We’ve drawn quite the crowd. I feel the weight of eyes on me.
“What the hell are you all looking at?” I snap at the onlookers. Most decide to find something else to pay attention to. I pop up into the air and scan for Doc Impossible. She’s over at the exit to the rest of the hotel, sucking on a cigarette like her life depends on it.
I set down next to her. “Doc, look, maybe we can go over there and—”
“Danny, let it be, okay?”
“But I only wanted—”
Doc explodes. “We’re not all friends anymore, Danny! It doesn’t work that way!” She seems to sag, goes to take another drag on her cigarette and discovers she’s broken it between her fingers. “I wish it did, but you aren’t going to fix this. Let it die.” She drops the broken cigarette on the floor and grinds it out with the toe of her boot. “I’m going back to my room. Do whatever you want.”
“Doc, wait—”
“Go…go have fun, Danny,” Doc calls over her shoulder. “I shouldn’t have come here.”

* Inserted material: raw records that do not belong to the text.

PR #416, opened 2019-03-08
Change behavior of method GazeboYarpControlBoardDriver::checkMotionDone so that it adheres to that of the real control board

### LINKED ISSUE #377: Wrong implementation of  yarp::dev::IPositionControl::checkMotionDone in Control board plugin
It seems that the implementation of the method
`
yarp::dev::IPositionControl::checkMotionDone (const int n_joint, const int * joints, bool * flags)
`
within the control board plugin is wrong.

According to the [documentation](http://www.yarp.it/classyarp_1_1dev_1_1IPositionControl.html#a78e3171536e8a6f0705435f9d3baf769) `flags` is a pointer to the return value that should be the logical "and" of all set of joints. However the code

https://github.com/robotology/gazebo-yarp-plugins/blob/3fa2c45a4b8a63ef15c524462124b505f29b3ed9/plugins/controlboard/src/ControlBoardDriverPositionControl.cpp#L235

tries to write into the variable `flags` as it was an array of booleans resulting in a

```
*** stack smashing detected ***: gzserver terminated
```

when the pointer to a single boolean is given to the function.

xEnVrE:
This PR fixes the implementation of the method

`
yarp::dev::IPositionControl::checkMotionDone (const int n_joint, const int * joints, bool * flags)
`
within the control board plugin as described in the issue #377.

Fixes #377

### DIFF
--- a/plugins/controlboard/src/ControlBoardDriverPositionControl.cpp
+++ b/plugins/controlboard/src/ControlBoardDriverPositionControl.cpp
@@ -218,12 +218,15 @@ bool GazeboYarpControlBoardDriver::relativeMove(const int n_joint, const int *jo
     return ret;
 }
 
-bool GazeboYarpControlBoardDriver::checkMotionDone(const int n_joint, const int *joints, bool *flags)
+bool GazeboYarpControlBoardDriver::checkMotionDone(const int n_joint, const int *joints, bool *flag)
 {
-    if (!joints || !flags) return false;
+    if (!joints || !flag) return false;
     bool ret = true;
+    *flag = true;
     for (int i = 0; i < n_joint && ret; i++) {
-        ret = checkMotionDone(joints[i], &flags[i]);
+        bool done;
+        ret = checkMotionDone(joints[i], &done);
+        (*flag) &= done;
     }
     return ret;
 }


plugins/controlboard/src/ControlBoardDriverPositionControl.cpp
```diff
@@ -222,8 +222,11 @@ bool GazeboYarpControlBoardDriver::checkMotionDone(const int n_joint, const int
 {
     if (!joints || !flags) return false;
     bool ret = true;
+    *flags = true;
     for (int i = 0; i < n_joint && ret; i++) {
-        ret = checkMotionDone(joints[i], &flags[i]);
+	bool done;
```
traversaro: Can you use 4 spaces instead of `tabs` ? Thanks!

traversaro:
Can you target the `master` branch, as this is a bug fix? Thanks!

plugins/controlboard/src/ControlBoardDriverPositionControl.cpp
xEnVrE: The editor I use is configured not to use `tabs` at all. I will check carefully again.

xEnVrE:
Changes done and moved target branch to `master`.

traversaro:
Thanks a lot, waiting for Travis and then we will merge.

traversaro:
Thanks!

She leaves me there feeling very young and very alone.
Chapter Three
I try to have fun. I really, genuinely try. Wandering up and down the aisles, looking at everything for sale, I hope to get back in the mood. I’m paid a ridiculous amount by the city government of New Port, and I had about fifty thousand dollars burning a hole in my pocket on the way down here. But now it’s difficult to care. Everything is sour now. I end up back in the eating area, sitting at a table with a stack of catalogs for superhero gear, resting my chin on my palm and flipping pages.
Someone sits down across from me.
“I kind of want to be alone right now,” I say without looking up.
“Oh man, I am so disappointed about that,” says a voice I know, and I look up and wilt. Crap. I totally forgot. “I was really looking forward to meeting the first transgender superhero.”
Kinetiq sits with their arms crossed on the table in front of them and their lips pressed tight. Kinetiq is genderqueer, a nonbinary person who is neither male nor female. They’ve got their long black hair shaved like a horse’s mane, and their Kevlar vest is strapped down tight over a chest binder. Their arms are bare except for a pair of fingerless gloves.
“Oh shit.”
“Hell yeah, ‘oh shit,’” they say.
“I forgot, I’m sorry.” I’d promised them that when I went on The Late Show that I’d mention that I wasn’t the first transgender superhero, as a lot of cis people seem to think I am. I’m just the most famous. In fact, trans people who get superpowers are way more likely to become superheroes than cis people who get powers, because we tend to already be alienated from mainstream society, so the sacrifices of being a hero mean less to us. But my nerves had paralyzed me, and it completely slipped my mind until I was leaving the set.
“Oh, well then, I guess that’s all okay,” says Kinetiq. “Or, wait. No, it’s not. At all.”
“I’m sorry. Really.”
“I don’t care about your apology, Dreadnought. I care about the oxygen you keep sucking out of the room. We were finally getting somewhere, and then you come in and bigfoot the whole movement!”
“It’s not my fault that the press is interested in me,” I mutter.
“No, but it is your fault that you don’t use your platform to increase visibility for the rest of us!”
“Look, I know I screwed up, but I am really not in the mood for this right now.”
“That’s a real tragedy.” They hold a hand up to their ear. “You hear that? My heart is breaking.”